I was not in Tavistock.

No, Madame?

I motored down from London last week
with Mr Lazarus.

We stayed in a little place
called Shallacombe, together.

I see.

I'm still a married woman,
technically.

May I be impertinent, Madame?

Is there such a thing these days?

You care for Monsieur Lazarus?

He's rich.

Oh la la!

That is an ugly thing to say.

Better to say it myself
than to have you say it for me.

You are very intelligent, Madame.

You'll be giving me a diploma next!

I'm going to take some flowers
round to Nick.

Oh, that is very amiable of you.

And I thank you, Madame,
for your frankness.

Very nice. Very nice.

I'm at the Gulls.
A stone's throw from the gasworks.

Chief Inspector, it is so good to see
you. You do not stay here?

The Metropolitan Police lodging
allowance doesn't run to this.

It's a funny old business,
this "End House" malarkey, eh?

As you say, Chief Inspector.

You think these accidents
were all part of it?

Oh, there is no doubt.

You might be right. Be a help
if we could get hold of the gun.

Probably at the bottom of the sea,
if the murderer has any sense.

They mostly haven't.

I'd better have a word
with the dead girl's parents.

They've just got down
from Yorkshire.

Let me know if you have any ideas.

Of that you may be sure, Inspector.

It is all very well
for Madame Rice

to force the richness of
Monsieur Lazarus down our throats.

Yes. I must say that disgusted me.

Mon ami, always you have the right
reaction in the wrong place.

Madame Rice was telling us something.

"I have a friend who is very rich.
He can give me all I need."

"I do not need to murder
my dearest friend for a pittance."

I see.

Poirot, they won't let me see her.

Is this your work?
Have you seen Dr Graham?

Gave the usual guff. "As well as can
be expected. Passed a quiet night."

I know those tricks.
My uncle's in Harley Street.

I think you're at
the bottom of this, Poirot.

Listen, mon ami.

There is no fooling you.

If one guest is to be admitted,
others cannot be kept out.

You comprehend?

I see.

It's all or nothing,
as you might say.

We will say no more.

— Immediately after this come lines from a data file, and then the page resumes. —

PR #264, opened 2026-04-20
fix: guard cleanup_transactions in finally blocks to prevent scheduler crash

chrisrogers37:
## Summary

- Wraps all 7 unguarded `cleanup_transactions()` / `end_read_transaction()` calls in `finally` blocks with `try/except` so a failure in cleanup can never crash a background loop
- Root cause of scheduler outage: if `cleanup_transactions()` threw in the scheduler loop's `finally` block, the exception propagated through `_guarded()`, killing the scheduler task permanently while cleanup loops continued — making the failure silent
- Affected loops: scheduler, retention tick, pool/token health ticks, lock cleanup, cloud storage cleanup, media sync

## Context

Investigation found posts stopped serving after 2026-04-19 12:00 UTC. The worker process was alive (cleanup tasks running hourly) but the scheduler asyncio task had died. The `_guarded()` wrapper catches unhandled exceptions from background tasks and stops the loop — but the scheduler loop's `finally` block called `cleanup_transactions()` without guarding it, providing a path for exceptions to escape the inner `try/except`.

## Test plan

- [x] All 1728 tests pass
- [x] `/simplify` review clean (fixed variable shadowing + standardized log format)
- [ ] After merge: restart Railway worker service to revive the scheduler loop
- [ ] Verify posts resume within the posting window

### DIFF
--- a/CHANGELOG.md
+++ b/CHANGELOG.md
@@ -17,6 +17,7 @@ and this project adheres to [Semantic Versioning](https://semver.org/spec/v2.0.0
 
 ### Fixed
 
+- **Guard `cleanup_transactions()` in background loop finally blocks** (#264) — Wrapped 7 unguarded `cleanup_transactions()` / `end_read_transaction()` calls in `try/except` across all background loops (scheduler, retention tick, pool/token health ticks, lock cleanup, cloud storage cleanup, media sync). An unhandled exception in a `finally` block could crash the loop via `_guarded()` while the worker process stayed alive — causing the scheduler to silently stop posting.
 - **Narrow broad `except Exception` catches** (#250) — Audited 88 `except Exception` catches across `src/services/`. Narrowed catches to specific types (`TelegramError`, `SQLAlchemyError`, `InvalidToken`, etc.) where failure modes are known. Added `noqa: BLE001` annotations with justification comments to intentionally broad catches (best-effort logging, cleanup, health checks). Added `exc_info=True` to health check error handlers.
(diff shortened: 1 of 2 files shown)


chrisrogers37 (commented):
## PR #264 Review — Scheduler crash fix

**Fix is correct and complete. One blocker: missing CHANGELOG entry.**

---

### Fix Verified ✓

All 10 cleanup calls across 7  blocks are now guarded. Spot-checking the critical ones:

**** — the loop that was dying:
```python
for svc in (scheduler_service, posting_service):
    try:
        svc.cleanup_transactions()
    except Exception as cleanup_err:
        logger.warning(f"cleanup_transactions failed for {type(svc).__name__}: {cleanup_err}")
```
For-loop pattern is clean and avoids two separate try/except blocks. ✓

**** — two cleanup calls guarded independently:
Both  and  have separate guards so a failure in the first doesn't block the second. ✓

**** —  None check preserved inside the guard. ✓

Errors are logged as warnings (not silently swallowed) on all 7 sites. ✓

**CI**: Tests ✓ (1728), Lint ✓, Security ✓. Changelog failing.

---

### Blocker

No CHANGELOG entry. Changelog CI is failing. Add a line under `### Fixed` and this is ready to merge.

chrisrogers37 (commented):
## PR #264 Review — Scheduler crash fix

**Fix is correct and complete. One blocker: missing CHANGELOG entry.**

---

### Fix Verified ✓

All 10 cleanup calls across 7 `finally` blocks are now guarded.

**`run_scheduler_loop`** (the loop that was dying): for-loop over `(scheduler_service, posting_service)` with independent `try/except` per service — cleaner than two separate blocks. ✓

**`cleanup_cloud_storage_loop`**: `cloud_service.cleanup_transactions()` and `media_repo.end_read_transaction()` guarded independently — failure in first doesn't block second. ✓

**`media_sync_loop`**: `if settings_service:` None check preserved inside the guard. ✓

All 7 sites: errors logged as warnings, not silently swallowed. ✓

**CI**: Tests ✓ (1728), Lint ✓, Security ✓. Changelog failing.

---

### Blocker

No CHANGELOG entry. Add a line under `### Fixed` and this is ready to merge.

Extreme prudence
is what is needed at the moment.

I can hold my tongue.

Mum's the word, eh?

I'll send her some flowers.
They like flowers, don't they?

May I offer you, Mademoiselle,
my very deepest sympathy.

You know?

Oh, well...

It doesn't matter who knows now.

Now that it's all over.

Now that I'll never see him again.

Courage, Mademoiselle.

I haven't any courage left.

I've used up every bit
in these last weeks.

Waiting and hoping.

Captain Hastings does not know
what we are talking about.

Michael Seton, the airman.

I was engaged to be married to him.

He's dead.

You heard the news last night?

On the wireless.

I made an excuse about
the telephone.

I wanted to hear the news alone,
in case...

I don't want to live.

I don't want to live.

I know. I know.

To all of us, there comes a time
when death seems preferable to life.

The grief, it passes.

You think I'll forget.

Marry someone else?

Never.

But you are fortunate, Mademoiselle.

You have been loved by a brave man.

- When did you get engaged?
- Just after Christmas.

But it had to be a secret,
because of Michael's uncle.

Sir Matthew Seton.

He thought women ruined
a man's life.

He was frightfully proud of Michael.

He financed
the building of the Albatross.

But if Michael had succeeded, he
would have been independent of him.

He would have been a...

I don't know.
A kind of a world hero.

His uncle would have come round
in the end, anyway.

Yes. Yes, I see.

I never told anyone,
not even Freddie.

Even when the uncle of Michael Seton
died a week ago?

It seemed boastful...

while the papers
were full of Michael's flight.

Michael would have hated that.

Mademoiselle, you once mentioned
you had made a will.

Mm.

Where is it, this will?

Oh. Knocking around somewhere.

I'm frightfully untidy, you know.

Papers and things are...

mostly in the writing table,
in the library.

Or maybe in the bedroom. Or maybe...

I'm sorry.

You permit me to
make a search for it, yes?

If you want to.

I was right.

The engagement has a bearing
on the crime?

A week ago, Sir Matthew Seton dies,
one of the wealthiest men in England.

He has a nephew, whom he idolises,

to whom, we assume,
he has left his fortune.

Last Tuesday, the nephew is missing.

On Wednesday,
the attacks on Mademoiselle begin.

Suppose he made his will
before his flight

and left all he had to his fiancee?

In this case, it is not
a paltry inheritance at stake!

It is an enormous fortune.

Ahh!

- I say, you any further?
- Comment?

You're goin' to get
to the bottom of this, aren't ya?

I am the dog who stays on the scent
and does not leave it.

- Hope my alibi's in order
- Alibis are not everything ...

You would like, I think, to marry
Mademoiselle Nick...

- I've always wanted to marry her...
- Precisement! Et bien...

Mademoiselle was the fiancee of another man.
A motive perhaps for killing, n'est-ce pas?.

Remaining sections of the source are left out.